Collected data:
# # #
PR #71, opened 2022-06-03
Pylint fixes3

kralka:


tests/test_aes_forward.py
```diff
@@ -33,26 +33,32 @@ def test_bs_out():
     # yapf: disable
```
jmichelp, line 33: Then there should be no point at disabling yapf for these areas (note that the `yapf: enable` at the end should then also be removed)

tests/test_aes_forward.py
```diff
@@ -67,30 +73,38 @@ def test_inverse():
...
```
jmichelp, line 73: same here

tests/test_aes_forward.py
```diff
@@ -111,13 +125,16 @@ def test_attack_points():
     """test getting different attack points using AESSBOX.get_attack_point"""
     # yapf: disable
```
jmichelp, line 126: and here

update_dependency_licenses.py
```diff
@@ -29,12 +30,14 @@ def GetDependencies():
     """Extracts dependencies from setup.py"""
     dependencies = []
 
-    def setup(**kwargs):
+    # pylint set_up fails, setup is the name in setuptools, pylint has an
+    # extempt on setUp.
```
jmichelp, line 34: typo?

jmichelp (approved):
So much green in the workflows! 🍾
# # #
◆ What you should do
Nothing but the lines from the one containing "jmichelp, line 73: same here" to the end of the records above should appear, each copied exactly.

◆ Written answer
jmichelp, line 73: same here

tests/test_aes_forward.py
```diff
@@ -111,13 +125,16 @@ def test_attack_points():
     """test getting different attack points using AESSBOX.get_attack_point"""
     # yapf: disable
```
jmichelp, line 126: and here

update_dependency_licenses.py
```diff
@@ -29,12 +30,14 @@ def GetDependencies():
     """Extracts dependencies from setup.py"""
     dependencies = []
 
-    def setup(**kwargs):
+    # pylint set_up fails, setup is the name in setuptools, pylint has an
+    # extempt on setUp.
```
jmichelp, line 34: typo?

jmichelp (approved):
So much green in the workflows! 🍾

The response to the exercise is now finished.